ZooKeeper

ZooKeeper provides a simple and high performance kernel for building more complex distributed applications. It provides wait-free operations, per client FIFO ordering, and linearizable writes

Guaranteeing FIFO client order allows clients to submit operations asynchronously, which is desirable for performance

To enable clients to cache data, ZooKeeper uses a watch mechanism which notifies clients of changes (their occurrence, not their content). This avoids managing client cache directly, which is much more performant

ZooKeeper organizes znodes in a hierarchical name space, similar to a file system,

  • Regular znodes must be deleted explicitly
  • Ephemeral znodes are cleaned up at the end of a session automatically
  • Znodes can be created as sequential, where a counter is appended to its name automatically (the sequence value is no smaller than the value of any other sibling)
  • Znodes are not intended for general data storage, rather they map to meta-data
  • Znodes have associated time stamps and version counters

A client connects to ZooKeeper through a session, which has an associated timeout

The API is simple and self-explanatory, with both synchronous and asynchronous versions,

  • create(path, data, flags)
  • delete(path, version)
  • exists(path, watch)
  • getData(path, watch)
  • setData(path, data, version)
  • getChildren(path, watch)
  • sync(path) waits for all updates pending to propagate (used to guarantee up to date reads)
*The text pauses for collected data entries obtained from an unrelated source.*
PR #4857, opened 2022-03-14
add client.videos.upload.maxChunkSize config

kontrollanten:
## Description
Add client.videos.upload.maxChunkSize config. We're using a CDN with a max upload limit at 100 mb, therefore we need to configure this.

## Has this been tested?

### DIFF
--- a/config/production.yaml.example
+++ b/config/production.yaml.example
@@ -639,6 +639,10 @@ client:
       # By default PeerTube client displays author username
       prefer_author_display_name: false
       display_author_avatar: false
+    upload:
+      # Max size, given in bytes, of upload chunks
+      # If not set it will be calculated based on network speed
+      max_chunk_size: 0
 
   menu:
     login:
--- a/config/production.yaml.example
+++ b/config/production.yaml.example
@@ -639,10 +639,10 @@ client:
       # By default PeerTube client displays author username
       prefer_author_display_name: false
       display_author_avatar: false
-    upload:
-      # Max size, given in bytes, of upload chunks
-      # If not set it will be calculated based on network speed
-      max_chunk_size: 0
+    resumable_upload:
+      # Max size of upload chunks, e.g. '90MB'
+      # If null, it will be calculated based on network speed
+      max_chunk_size: null
 
   menu:
     login:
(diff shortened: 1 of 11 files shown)


config/production.yaml.example
```diff
@@ -639,6 +639,10 @@ client:
       # By default PeerTube client displays author username
       prefer_author_display_name: false
       display_author_avatar: false
+    upload:
+      # Max size, given in bytes, of upload chunks
+      # If not set it will be calculated based on network speed
+      max_chunk_size: 0
```
Chocobozzz, line 645: * Prefer using `null` value instead of `0`
 * I think we should parse bytes here
 * Add an example: (`'100MB'` for example)

Chocobozzz (changes requested):

config/production.yaml.example
kontrollanten: In the quota config we're using `-1` to "unset" the value, may it be inconsistent to use null here?

server/controllers/api/config.ts
```diff
@@ -171,6 +171,9 @@ function customConfig (): CustomConfig {
       videos: {
         miniature: {
           preferAuthorDisplayName: CONFIG.CLIENT.VIDEOS.MINIATURE.PREFER_AUTHOR_DISPLAY_NAME
+        },
+        upload: {
+          maxChunkSize: CONFIG.CLIENT.VIDEOS.UPLOAD.MAX_CHUNK_SIZE
```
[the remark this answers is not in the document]
kontrollanten: I assume you meant we should run it in the initializer?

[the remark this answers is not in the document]
Chocobozzz: Oup's yes!

config/production.yaml.example
Chocobozzz: `-1` for quota means "Unlimited", not "unset" :)

shared/models/server/custom-config.model.ts
```diff
@@ -57,6 +57,9 @@ export interface CustomConfig {
       miniature: {
         preferAuthorDisplayName: boolean
       }
+      resumableUpload: {
```
Chocobozzz, line 60: If you don't plan to expose this setting in admin config, you don't need to add it to `custom-config.model.ts`

Chocobozzz:
Thanks!

SKJoy:
An **environment** variable for this would be far more convenient.

PR #4861, opened 2022-03-15
Make object storage ACL configurable

### LINKED ISSUE #4850: Customize upload ACL when uploading in object storage
I'm using S3 object storage with a bucket that is not publicly readable. Instead, it feeds a CloudFront distribution. This works smashingly well and I'm very grateful that the ability to store videos to S3 was added to the code base.

After upgrading to 4.1.0, attempts to upload to the bucket result in an error:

Znodes do not have handles, they are referred to with the full path

A key property is that clients will receive notifications of watches BEFORE they see the new state of the system after that change is made

Refer to the paper to see the power of this system

Consistency and Fault Tolerance

ZooKeeper replicates data on each server, storing everything in-memory with logs to disk

Read requests simply read the state of the local database

All write requests are forwarded to a leader who orders the requests, processes them, and sends the final transactions back to followers. These changes are broadcasted through “Zab”, which uses simple majority quorums to decide on a proposal. Zab guarantees that all changes from previous leaders are delivered to an established leader before it begins to broadcast changes.

To simplify, ZooKeeper uses the leader and proposal log from Zab as the leader and WAL for its own use. Zab may deliver messages more than once, but this is fine because transactions are idempotent.

Replicas periodically make fuzzy snapshots and recover by reapplying changes since the snapshot

Watch notifications are handled locally; only the server a client is connected to tracks notifications

Every replica response comes with a zxid, identifying the last transaction processed by the replica. If the client connects to a new server, it must wait until that server is caught up with the last seen zxid (or find a more up to date replica)

Session failures are detected with simple heartbeats

Question

One use of ZooKeeper is as a fault-tolerant lock service (see the section “Simple locks” on page 6). Why isn’t possible for two clients to acquire the same lock? In particular, how does Zookeeper decide if a client has failed and it can give the client’s locks to other clients?

The lock is represented as the location of a single ephemeral znode. When a client tries to acquire the lock, they attempt to create the lock’s znode at its location. If the lock is already acquired by another client, the znode will exist and the creation attempt will fail. The client uses a watch to be notified when the znode is deleted. The client lets go of the lock by deleting the znode, notifying all watching clients. Since the lock znode is ephemeral, ZooKeeper will delete it automatically when it loses contact with the session that created it. So if a client fails, ZooKeeper will notice a lack of messages and destroy the session after the timeout passes.